Llevaba un año en mi nuevo trabajo en la enseñanza. Había sido mucho más duro y difícil de lo que me habría imaginado, y comenzaba un nuevo curso cargado de novedades e incertidumbres, cuando a finales del primer trimestre llegó la noticia: mi padre tenía cáncer. Nada más enterarnos, antes de salir del hospital, nos juntamos toda la familia y pusimos la situación a los pies de Dios. Nosotros no teníamos fuerzas ni capacidad para enfrentarnos a ese problema. Los siguientes meses los pasamos entre el hospital y casa (a 70km de distancia). Mi hermana acababa de tener otro bebé y no podía pasar tiempo en el hospital. Mi madre pasaba día y noche al lado de mi padre, y yo, que trabajaba justo al lado del hospital, me acercaba cada hueco libre que encontraba a hablar con los médicos o a acompañar a mis padres. Solía comer con mi madre y quedarme con ellos en la habitación hasta por la tarde, que venía mi hermana el rato que podía. A mitad de semana, con mucho esfuerzo, conseguíamos que mi madre se fuera a casa a intentar dormir algo o, por lo menos, salir un rato del hospital. Entonces yo me quedaba en la habitación por la noche con mi padre y por la mañana me iba a clase directamente desde allí. El fin de semana nos dejaban llevárnoslo a casa hasta la siguiente semana. Momentos duros que llegaron a acumularse hasta el punto de tener, durante varios días, a mi padre, mi madre, mi suegro y mi suegra hospitalizados todos a la vez.

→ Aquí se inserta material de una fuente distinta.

PR #2485, opened 2021-02-11
Fix symbol highlighting for TS enums

saberduck:
`Variable#identifiers` doesn't containt ASTNode for TS enums. This will result in trying to find location for undefined value. 

As per https://eslint.org/docs/developer-guide/scope-manager-interface#identifiers is planned to be deprecated. Replacement is `Definition#name` which is generic ASTNode (although typings in `.d.ts` are incorrect) and contains `Literal` node for TS enum.

This PR has a fix on two levels 
- we use `Definition#name` instead of `Variable#identifiers`, which works correctly for TS enums
- we defensively check if there is at least one AST node for each variable instance before creating highlighting


yassin-kammoun-sonarsource (approved):
LGTM.

saberduck:
I will merge this with failing coverage, as it is not possible to cover the branch.

PR #2486, opened 2021-02-11
Upgrade S2432 to use eslint rule (no-setter-return)

### LINKED ISSUE #2377: Upgrade S2432 to use eslint rule (no-setter-return)
When upgrading to eslint 6.7, we can use the rule [no-setter-return](https://eslint.org/docs/rules/no-setter-return) instead of our custom `no-return-in-setter` rule as it supports more use cases than our own.

yassin-kammoun-sonarsource:
Fixes #2377


andrey-tyukin-sonarsource (approved):
LGTM

PR #2487, opened 2021-02-11
Use @babel/eslint-parser instead of babel-eslint

### LINKED ISSUE #2255: Use `@babel/eslint-parser` dependency instead of `babel-eslint`
Community: https://community.sonarsource.com/t/sonarjs-fails-parsing-a-file-unexpected-character/32621

saberduck:
Fixes #2255 

Babel in latest version was completely modularized and `core` module doesn't transpile any additional syntax. I added presets to support Flow and JSX, which we supported before. In the future we could consider adding additional experimental ES features.


eslint-bridge/tests/parser.test.ts
```diff
@@ -27,14 +27,15 @@ import {
...
   parseExceptionCodeOf,
-} from '../src/parser';
-import * as babel from 'babel-eslint';
+  babelConfig,
+} from 'parser';
+import * as babel from '@babel/eslint-parser';
 import { SourceCode } from 'eslint';
-import { ParsingError } from '../src/analyzer';
+import { ParsingError } from 'analyzer';
 import visit from '../src/utils/visitor';
```
andrey-tyukin-sonarsource, line 35: just wondering whether `utils/visitor` might work here as well, but that really doesn't seem important.

andrey-tyukin-sonarsource (approved):
LGTM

Muchas tardes mi mujer se hacía cargo de mis hijas y mis sobrinos para que mi hermana pudiera ir al hospital, y yo no llegaba hasta la hora de cenar… que iba seguida de preparación de clases para el día siguiente.
La oportunidad
Pasaron varios meses así, hasta que los médicos decidieron operar a mi padre. Ese día yo organicé todo para que los alumnos se fueran antes y yo pudiera ir al hospital. Mientras me preparaba para salir, surgió una conversación con mi compañero, recientemente contratado para dar clase en mi ciclo formativo. Habíamos estudiado la misma carrera, él en el curso anterior al mío, pero pasaba más tiempo con nosotros que con sus compañeros de curso. Yo le apreciaba y admiraba su trabajo y por eso, cuando surgió la oportunidad, le llamé para que se presentara a la plaza que se ofrecía en mi colegio. Él se sentía muy agradecido y me mostraba mucho respeto. Mientras hablaba con él, me llamó mi hermana para decirme que había surgido una urgencia y que ese día no operarían a mi padre. Por un lado, sentía que se estaba retrasando la posible solución, y por otro entendía perfectamente las necesidades que podía tener alguien que requería ser atendido antes que mi padre. También estaba ese falso alivio cuando se te plantea la idea de retrasar un poco aquello a lo que te da miedo enfrentarte. El caso es que decidí quedarme en el colegio hablando con mi compañero.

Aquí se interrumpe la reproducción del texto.